Backlash (And Trump’s Response)
Critics immediately condemned the retrospective abortion proposal, calling it “unconstitutional, insane, and deeply unethical.”
Trump fired back on Truth Social:
- “RETROSPECTIVE ABORTION IS JUST COMMON SENSE! THE LIBS WANT ABORTION—NOW THEY COMPLAIN? SAD!”
- “DON JR. AND ERIC DID THEIR BEST BUT, FRANKLY, IT WAS NOT GOOD ENOUGH. WE MUST CORRECT MISTAKES!”
- “FAKE NEWS WON’T LIKE IT BECAUSE THEY KNOW THEY’RE FIRST IN LINE!”
Some sources even suggested Trump’s lawyers are worried that this new proposal is just an elaborate way to confess to future crimes—but as one lawyer said, “At this point, we’ve stopped trying to keep up. We just nod and bill him.”
The Future of ‘Very Late-Term Correction’

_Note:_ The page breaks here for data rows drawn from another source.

PR #13682, opened 2023-03-14
Allow modifiable _sources (output) dir for builds

jjwatt:
##### SUMMARY

This dir, `_sources` is an output/target directory used by make rules and playbooks for storing generated files and for mounting some things into containers. Before this patchset, `_sources` is sometimes hard-coded, and it is at other times in a `sources_dest` var. This patchset makes it possible to set/change this sources dir. Some simplifications along the way.

###### Use
```shell
$ make SOURCES=out docker-compose
```

###### Why?
This patch cleans things up a little, and it may fix some hidden bugs, but the main force behind it is a weird incompatibility with podman:
Docker-compose will automatically name a network after the name of the directory it's started from, but `podman`, using docker-compose yml through the socket API, *but* podman rejects the network name because it starts with an `_`. Strangely, I couldn't find where that is specified in OCI or anything, but I did find the code in podman that tests against a regexp (iirc, it uses a `hostname` or dns name regexp), so this may be a spec miss/bug in podman. But, being able to change the name makes it work as a workaround, so I set things up to change the name so that I can continue use podman for testing on RHEL 8/9.

 There are still more patches needed to make podman work. I have it working in a branch, and I'm pulling those on top of HEAD one at a time and fixing them up for PRs.

##### ISSUE TYPE

##### COMPONENT NAME

- Other

##### AWX VERSION

```
awx: 0.1.dev32930+g3088eba.d20230314
```

##### ADDITIONAL INFORMATION

- Add override for '_sources' dir in Makefile SOURCES var
- Change docker-compose rules to use $(SOURCES)
- Add $SOURCES sh var to docker-compose container's sh scripts
- Add a SOURCES make variable that defaults to `_sources` to replace hard-coded `_sources`
- Add new SOURCES env var to docker-compose template
- Change plumb* ymls to use sources_dest or _sources
- Change pre_translation.sh to enable custom SOURCES
  - Use $SOURCES if it's in the env, otherwise original behavior (use '_sources' string for the dir)
- Change migrate-from-local-docker to use var sources_dest
- Change playbook to copy over all config files used by docker-compose
  - Add copy grafana dir rule
  - Copy `supervisor.conf` and `redis.conf` to roles/sources/templates dir
  - Add `superviosr.conf` and `redis.conf` to what's copied from the playbook
- Add awx_root to sources/defaults/main.yml
  - Discover awx_root by discovering the git root
  - Default to `../../../../` like the old behavior
- Change sources/tasks/main.yml to use awx_root in playbook
  - Introduce `awx_root` var because docker-compose yml kept trying to guess directory names using a scary anchored relative path, and it would fail if `_sources` moved
- Change docker-compose template
  - Remove use of relative path with anchor (`../docker-compose/../`)
- Change plumb playbooks to use sources_dest/default
- Change `$DIR/sources_dest` references to be just `sources_dest`

```

```


tools/docker-compose/bootstrap_development.sh
```diff
@@ -53,5 +53,5 @@ fi
 
 # Create resource entries when using Minikube
 if [[ -n "$MINIKUBE_CONTAINER_GROUP" ]]; then
-    awx-manage shell < /awx_devel/tools/docker-compose-minikube/_sources/bootstrap_minikube.py
+    awx-manage shell < /awx_devel/tools/docker-compose-minikube/"${SOURCES:-_sources}"/bootstrap_minikube.py
```
jjwatt: Should be "${SOURCES:-_sources}" but might need some work to get it there.

tools/scripts/l18n/pre_translation.sh
```diff
@@ -2,7 +2,7 @@
 
 # Extract Strings from API & UI
 make docker-compose-sources
-docker-compose -f tools/docker-compose/_sources/docker-compose.yml run awx_1 make awx-link migrate po messages
+docker-compose -f tools/docker-compose/"${SOURCES:-_sources}"/docker-compose.yml run awx_1 make awx-link migrate po messages
```
jjwatt: remove the prefix, `tools/docker-compose/`

tools/docker-compose/ansible/roles/sources/templates/docker-compose.yml.j2
```diff
@@ -36,19 +37,19 @@ services:
...
+      - "{{ awx_root }}:/awx_devel"
+      - "./supervisor.conf:/etc/supervisord.conf"
+      - "./database.py:/etc/tower/conf.d/database.py"
+      - "./websocket_secret.py:/etc/tower/conf.d/websocket_secret.py"
+      - "./local_settings.py:/etc/tower/conf.d/local_settings.py"
+      - "./nginx.conf:/etc/nginx/nginx.conf"
+      - "./nginx.locations.conf:/etc/nginx/conf.d/nginx.locations.conf"
+      - "./SECRET_KEY:/etc/tower/SECRET_KEY"
+      - "./receptor/receptor-awx-{{ loop.index }}.conf:/etc/receptor/receptor.conf"
+      - "./receptor/receptor-awx-{{ loop.index }}.conf.lock:/etc/receptor/receptor.conf.lock"
```
AlanCoding, line 49: I want to get a little more confidence in this change here.

https://docs.docker.com/compose/compose-file/build/

> Context path can be absolute or relative, and if so relative path MUST be resolved from Compose file parent folder.

I think this documenting support for this means of specifying relative paths. And really, it seems we already relied on this, and the docker-compose was already in the sources directory.

jjwatt: Yeah, we already relied on it...too much, imho. The old ones had the weird `docker-compose` anchor dir in them.

tools/docker-compose/ansible/roles/sources/templates/supervisor.conf.j2
```diff
@@ -0,0 +1,127 @@
...
+serverurl=unix:///var/run/supervisor/supervisor.sock ; use a unix:// URL  for a unix socket
+
+[rpcinterface:supervisor]
+supervisor.rpcinterface_factory = supervisor.rpcinterface:make_main_rpcinterface
+
+[eventlistener:stdout]
+command = supervisor_stdout
+buffer_size = 100
+events = PROCESS_LOG
+result_handler = supervisor_stdout:event_handler
```
AlanCoding: I like what you're trying to do here, but this concerns me. These new files seem to account for most of the line additions here. This indicates duplication of the files. If you were to move the existing file, I'm not so worried about that. But the supervisor conf, in particular, will absolutely change in the future we do refactoring of the systems, and duplicated files has in the past, and will in the future, cause drift between those files. We already have a hard time keeping the existing supervisor config files in sync. So at the moment, this is the one thing that causes me to raise my hand and say "don't merge yet"

jjwatt: Yeah. I didn't love doing this, but felt like doing what it did with the other files was the path of least resistance. I absolutely agree with you, though. That's one reason this is a draft, for sure. I'm open to suggestions, but off the cuff:
1. Just move the files (might break something; don't know what else uses them, etc)
2. I could copy the files over from the Makefile or the playbook (from within the project) and not worry about putting them in the role templates. Not sure if I'd even put them in the role at that point, though. Oh yeah, the other thing about doing it this way is that it's less flexible for moving around (like using the role somewhere else and expecting it to work the same way).

Open to suggestions or ideas.

jjwatt:
I'm seeing two failures in CI pre that I didn't see locally. I think I see how to reproduce them. I'm going to test and try to fix them.

tools/docker-compose/ansible/roles/sources/templates/supervisor.conf.j2
AlanCoding: I get where you're coming from. We have multiple supervisor files at these locations

 - `tools/ansible/roles/dockerfile/templates/supervisor.conf.j2` - for the web container, not obvious from the name
 - `tools/ansible/roles/dockerfile/templates/supervisor_task.conf.j2`
 - `tools/docker-compose/supervisor.conf`

The last one is only used by the docker-compose development environment and contains both web & task services, so you could call it a monolithic collection of services. The docker-compose stuff is categorically never used for production, and we can be much more incautious because of that. If you were to move one of the first 2 supervisor configs, that would trigger much more scrutiny, but you're not.

There is a incongruity where we directly map some files, but template others, as shown in the difference between these 2 items in the current docker-compose.

```
      - "../../docker-compose/supervisor.conf:/etc/supervisord.conf"
      - "../../docker-compose/_sources/database.py:/etc/tower/conf.d/database.py"
```

I completely support refactoring this so that both files work in generally the same way. The structure today is an accident of history.

My only nit pick about where to move would be that `templates/supervisor.conf.j2` may not follow _Ansible_ best practices very well, because we don't need to template anything in it (yet). The more standard Ansible role structure would put it in a files subdirectory like `files/supervisor.conf`, and these are generally expected to get copied over by a role.

Before you go too far into this, I must warn that https://github.com/ansible/awx/pull/13423 is a high-priority item that should land in the next few weeks and will have conflicts with your changes. All the more reason to make sure you keep the change to a single commit and do `git mv` for the moved files so that git has the best chance of seamlessly rebasing the change.

jjwatt: Excellent explanation. I'm happy to hear that the one `supervisor.conf` is likely moveable. I thought of another way to do it, but now I like aligning the methods so that they work generally the same way, like you said.

- I will move that `supervisor.conf` and double-check for any references.
- I'll also change it so that it's not a template. That was a cheap shot that I knew I'd want to change, and I didn't see the `files` module/practice until afterwards.
- I'll fix failures that CI caught

Thanks for the heads up about #13423 ! I took a look, and the conflicts don't look too bad. I wouldn't be opposed to rebasing on it/waiting for it to land before we land this one.

jjwatt:
OK. I was getting a stuttering `tools/docker-compose/ansible/tools/docker-compose/ansible/_sources`. The problem was that I set SOURCES in the `Makefile` and then pass SOURCES to `ansible-playbook` as if `ansbile-playbook` ran from the `$(pwd)`, but apparently its `$CWD` is the same as the playbook path, at least in this case.

I'll have to either rewrite that path when I pass it to the playbook or just set a (calculated) absolute path early on, at least for the file generation. I'd be more OK with the abspath generating if we were using make a little differently--like if we actually updated/checked generated files or had real targets for them. For now, I'll probably write a GNU Make macro to prep/distinguish the path (`$(SOURCES) var) when passing it around and avoid absolute paths.

Makefile
```diff
@@ -511,6 +512,7 @@ docker-compose-sources: .git/hooks/pre-commit
 	fi;
 
 	ansible-playbook -i tools/docker-compose/inventory tools/docker-compose/ansible/sources.yml \
+			-e sources_dest=$(abspath $(SOURCES)) \
```
AlanCoding: indentation kind of weird

tools/docker-compose/bootstrap_development.sh
AlanCoding: I'm not sure what this is doing, I don't see how it can be correct. Won't the sources directory be like `tools/docker-compose/_sources/`?

Makefile
jjwatt: Had to turn on whitespace. The one at the very bottom had all spaces. Looks like the rest of the file is a tab for command blocks and then spaces. I think I am used to (and my editor is used to) just doing all tabs for the command blocks. Think I fixed it.

tools/docker-compose/bootstrap_development.sh
jjwatt: You're right. I think I missed that one. I should test this more with the minikube stuff. :/ I think I know of a way to fix it for this PR that won't effect anything else. Let me try something.

jjwatt: PTAL. I think this will actually do the trick. Fixed up the `docker-compose-sources` rule in the `Makefile` to pass in `$(SOURCES)` to the minikube playbook. The minikube role didn't need any changes as it was using its `sources_dest` var throughout. I haven't tested it yet, but I'm about to. If it's not clear, idea is instead of having a separate `tools/docker-compose-minikube/_sources` I just do the right lazy thing and use `$(SOURCES)`, which is the same place as the regular flavored `docker-compose`, sans `-minikube`. I need to test in case they write the same files, but it doesn't look like they'll conflict at all. That will be great because it fits in better with make philosophy, too (one place for outputs).

AlanCoding (approved):
There's still kind of an open question about minkube and the SOURCES env var. I'm not fluent enough to really review, so I'm going to request some other reviews on this. Either that, or just sure it works, or back that out, because I do want the rest of these changes.

jjwatt:
I took care of the minikube standout by not trying to fix it :). Basically, since it's the only thing that needs to use `_sources` from inside the container, I leave the path hard-coded for it in the `bootstrap_development.sh` script, and then I make sure that the minikube playbook copies the *generated* `bootstrap_minikube.py` *from* our newly configurable `$SOURCES/sources_dest` to the old hard-coded location so that it'll be where it expects.

So this already starts to pay off: Before, the minikube playbooks were downloading huge minikube and k8s go binaries to the `_sources` directory inside the project directory, so they were always copying all of those over when you ran the container. Now that you can specify $SOURCES outside of the project dir (e.g., `/tmp/sources`), it automatically won't re-copy those files in every time you start a container! hooray

tools/scripts/l18n/pre_translation.sh
```diff
@@ -1,10 +1,9 @@
...
 
 # Extract Strings from API & UI
-make docker-compose-sources
-docker-compose -f tools/docker-compose/_sources/docker-compose.yml run awx_1 make awx-link migrate po messages
-
-# Move extracted Strings to Translation Directory
-mv awx/locale/en-us/LC_MESSAGES/django.po translations/
-mv awx/ui/src/locales/en/messages.po translations/
+make docker-compose-sources && \
+  docker-compose -f "${SOURCES:-_sources}"/docker-compose.yml run awx_1 make awx-link migrate po messages && \
```
jjwatt, line 5: Just noticed this. Leaving a comment for myself to fix it: `_sources` should be `tools/docker-compose/_sources` or wherever it ends up when run normally.

tools/docker-compose-minikube/minikube/tasks/main.yml
```diff
@@ -107,3 +107,9 @@
     src: bootstrap_minikube.py.j2
     dest: "{{ sources_dest }}/bootstrap_minikube.py"
     mode: '0600'
+
```
TheRealHaoLiu, line 110: we might want to leave some comment on why is this being done

tools/docker-compose/launch_awx.sh
```diff
@@ -1,6 +1,8 @@
 #!/bin/bash
 set +x
```
jjwatt, line 3: Leave a comment about shell "use or set default" shortcut.

jjwatt:
Letting this sit for a bit. Hao and I are pairing on some other `Makefile` changes, and Hao has an idea to simplify the `docker-compose` file/build even more. We're going to land those other changes and see if we still need this.

AlanCoding:
@jjwatt what you mentioned in your last comment sounds like https://github.com/ansible/awx/pull/14188

And I believe this was a well-considered patch that would have been helpful. I'm not sure if it's revivable with the current conflicts, but I would support that still.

While legal experts agree that “retroactive abortion” is completely impossible, Trump’s inner circle is reportedly considering ways to rebrand the idea into something that could pass public scrutiny.
One leaked memo suggested renaming it “Alternative History Birth Control” or “The Ultimate Tax Write-Off.”
But whether or not this becomes a real policy proposal, one thing is clear:
Donald Trump is officially done pretending his sons are good at anything.